Karnataka successfully put into practice decentralisation of power, beginning with the mandal panchayats introduced by Ramakrishna Hegde in the 1980s. In March 2017, the Siddaramaiah government passed the Karnataka Land Reform (Amendment) Act providing dwellings for a large number of the rural poor. In tune with such progressive policies, girl students studying in government institutions from the first standard till their post-graduation (barring professional courses) get free education.

‘Wherever you are, however you are, be a Kannadiga for ever,’ said Kuvempu in one of his poems. Kannadigas include those who live outside the boundaries of Karnataka. Many writers and professionals living outside Karnataka have sincerely tried to live up to this aspiration. But our political and cultural institutions have not been able to make the best use of their knowledge, expertise and experience. 

Legitimate demands

Statesmen, thinkers, activists have often tried to address threats to the
Kannada language. Thanks to the hard work of the Kannada movement ---shaped by Ma Ramamurthy, Aa Naa Kru, Konanadur Lingappa, and Vatal Nagaraj and Kannada Shakti Kendra between the 1950s and 80s ---Kannada became the state’s administrative language and gained primacy.

A new generation is asserting its presence online, as is seen in the campaign against the imposition of Hindi. The Centre has not taken seriously the Kannadigas’ legitimate demand for UPSC and other Central government exams to be conducted in Kannada.

An apprehension that the next generation of upper-and middle-class children studying in English medium schools might turn away from Kannada often haunts Kannada writers. The voice of Karnataka is not heard loudly enough in Delhi as Karnataka is ruled mostly by parties controlled by Delhi leaders. Karnataka has yet to get a strong regional party. The dearth of government jobs, together with the lack of an entrepreneurial spirit among Kannadigas, has led to rising unemployment among Kannada speakers. The closure of Kannada-medium schools year after year is a serious crisis which, unless resolved, will have a disastrous effect on rural Karnataka.

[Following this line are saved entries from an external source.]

PR #127, opened 2019-02-14
Make each supply indexed traversals

arybczak:


adamgundry:
Should `Each` now have additional functional dependencies `s -> i, t -> i`? Otherwise we can end up with ambiguity when `each` is composed.

arybczak:
Yes, I updated fundeps in https://github.com/well-typed/optics/commit/c0ffb6f3a0bcd6707185f663ce64e39aaca3791e.

PR #100, opened 2019-01-22
WIP: conjoined without internals

phadej:

PR #138, opened 2019-02-24
Add indexed affine fold/traversal, add conjoined to IxOptic

arybczak:
Finishes #98 and #100.


arybczak:
:(

Alright, I'll just merge then.

PR #142, opened 2019-03-11
Rework diagram generation; Use hackage version of topograph

phadej:


metametapost/src/MetaMetaPost.hs
```diff
@@ -267,6 +262,12 @@ data St s = St
     , stVars  :: PerTy Int
     }
 
+instance (a ~ b, a ~ ([Stmt s] -> [Stmt s])) => LabelOptic "stmts" A_Lens (St s) (St s) a a where
```
arybczak: `b` is only present in the context, same in the instance below.

PR #145, opened 2019-03-13
WIP: Docs improvements

adamgundry:
This structures the documentation for each kind of optic around formation/introduction/elimination rules, adds some (brief) comments for each one and fixes lots of Haddock links.

I'm not sure whether it is worth breaking out computation rules as a separate section, and the docs are not entirely consistent yet. Perhaps the haddocks for the "core" introduction/elimination forms should simply state the rules they satisfy. Alternatively we could distinguish between "core" and "derived" introduction/elimination forms.

How to arrange the docs between the different `optics-*` modules needs some thought, in particular because `reexported-modules` don't seem to show up in Haddock. For example, we should perhaps move the diagrams to `optics-core` (as well?). 

This still needs some higher-level introduction and motivation, and an explanation of how indexed optics work.

### DIFF
--- a/optics-core/src/Optics/Fold.hs
+++ b/optics-core/src/Optics/Fold.hs
@@ -428,8 +428,7 @@ sumOf :: (Is k A_Fold, Num a) => Optic' k is s a -> s -> a
 sumOf o = foldlOf' o (+) 0
 {-# INLINE sumOf #-}
 
--- | The sum of a collection of actions, generalizing 'concatOf'.
--- TODO: we don't yet have 'concatOf'!
+-- | The sum of a collection of actions.
 --
 -- >>> asumOf both ("hello","world")
 -- "helloworld"
@@ -444,7 +443,7 @@ asumOf :: (Is k A_Fold, Alternative f) => Optic' k is s (f a) -> s -> f a
 asumOf o = foldrOf o (<|>) empty
 {-# INLINE asumOf #-}
 
--- | The sum of a collection of actions, generalizing 'concatOf'.
+-- | The sum of a collection of actions.
 --
 -- >>> msumOf both ("hello","world")
 -- "helloworld"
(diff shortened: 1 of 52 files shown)


arybczak:
Thanks a lot for this!

BTW, should we agree on the column width for documentation comments for consistency? I think you use C-q to align them in emacs and you have default value of `fill-column` (70), though I personally think that's a bit too little and have it set to 80. The result is that whenever you or I try to edit comments written by one another, the whole paragraph will either be shrunk to 70 or expanded to 80 characters depending on who wrote it.

adamgundry:
> BTW, should we agree on the column width for documentation comments for consistency?

You guess correctly, and I'm quite happy to change `fill-column` to 80.

optics-core/src/Optics/Fold.hs
```diff
@@ -395,6 +429,7 @@ sumOf o = foldlOf' o (+) 0
 {-# INLINE sumOf #-}
 
 -- | The sum of a collection of actions, generalizing 'concatOf'.
+-- TODO: we don't yet have 'concatOf'!
```
arybczak: I didn't add `concatOf` because `concatOf` is a restricted version of `foldOf` (though the comment slipped through).

optics/src/Optics.hs
```diff
@@ -205,10 +208,34 @@ module Optics
...
 
-  -- * At
+  -- * Optics utilities
+
+  -- ** At
+
+  -- | An 'AffineTraversal' to traverse a key in a map or an element of a
+  -- sequence:
+  --
+  -- >>> headOf (ix 1) ['a','b','c']
```
arybczak: Using `preview` would be more clear here :)

optics-core/src/Optics/Fold.hs
adamgundry: Fixed by removing the reference.

optics/src/Optics.hs
adamgundry: Thanks, good point. That's what I get for trying to think of examples late at night.

arybczak:
Do you think we can merge the PR and start another one for fine-tuning? It'll allow us to avoid any conflicts as the PR touches a lot of things.

adamgundry:
Yes, good plan. I'm still occasionally polishing things and will try to gather some feedback, but in the meantime I think we are better off merging this.

PR #147, opened 2019-03-13
Cleanups

phadej:


arybczak:
Generated file `optics.png` contains indexed affine fold and traversal, it shouldn't ;)

arybczak:
Fixed in 003beec.

PR #1326, opened 2017-10-18
[#152067121] Create new table annual_billing

venusbb:
**Why:**
The introduction of different organisation types means different starting free sms allowance. This new table will stores all free_sms_fragment_limit per year per service.

**What**
* New migration script 0126
* New model
* Populate new table with past data

Pivotal story


migrations/versions/0126_add_annual_billing.py
```diff
@@ -0,0 +1,29 @@
...
+    op.create_table('annual_billing',
+    sa.Column('id', postgresql.UUID(as_uuid=True), nullable=False),
+    sa.Column('service_id', postgresql.UUID(as_uuid=True), nullable=False),
+    sa.Column('financial_year_start', sa.Integer(), nullable=False),
+    sa.Column('free_sms_fragment_limit', sa.Integer(), nullable=False),
+    sa.Column('created_at', sa.DateTime(), nullable=True),
+    sa.Column('updated_at', sa.DateTime(), nullable=True),
+    sa.ForeignKeyConstraint(['service_id'], ['services.id'], ),
+    sa.PrimaryKeyConstraint('id'))
+
```
servingUpAces: Should we add a unique constraint for service_id and financial_year_start?

venusbb: Done.

servingUpAces: Can you add the UniqueConstraint('financial_year_start', 'service_id', name='ix_annual_billing_service_id') to the model as well please?
If you don't when you run db migrate it will show up. The model and database schema need to match.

The H D Kumaraswamy government introduced English medium in 1,000 government schools. Some Kannada writers opposed the idea. But, the closure of government schools means, among other things, a loss of jobs for educated Kannadigas in rural Karnataka, where primary education is one of the chief sources of employment. Unless this crisis is addressed scientifically, the idea of a progressive Karnataka will sound hollow. The idea of a liberal, secular Karnataka has been challenged in the past couple of decades, by the ugly rise of communal and divisive discourses. It is now clear that the hidden agenda of these right wing forces is to replace the ideals of a liberal Karnataka to target minorities and hold back the Dalits and backward classes. But not all is lost.

The idea of a progressive Karnataka, whose roots lie in the 12th century Vachana movement, has become stronger in the last 100 years and it can’t be destroyed easily. This land has enough strength to combat divisive forces and preserve its ideals.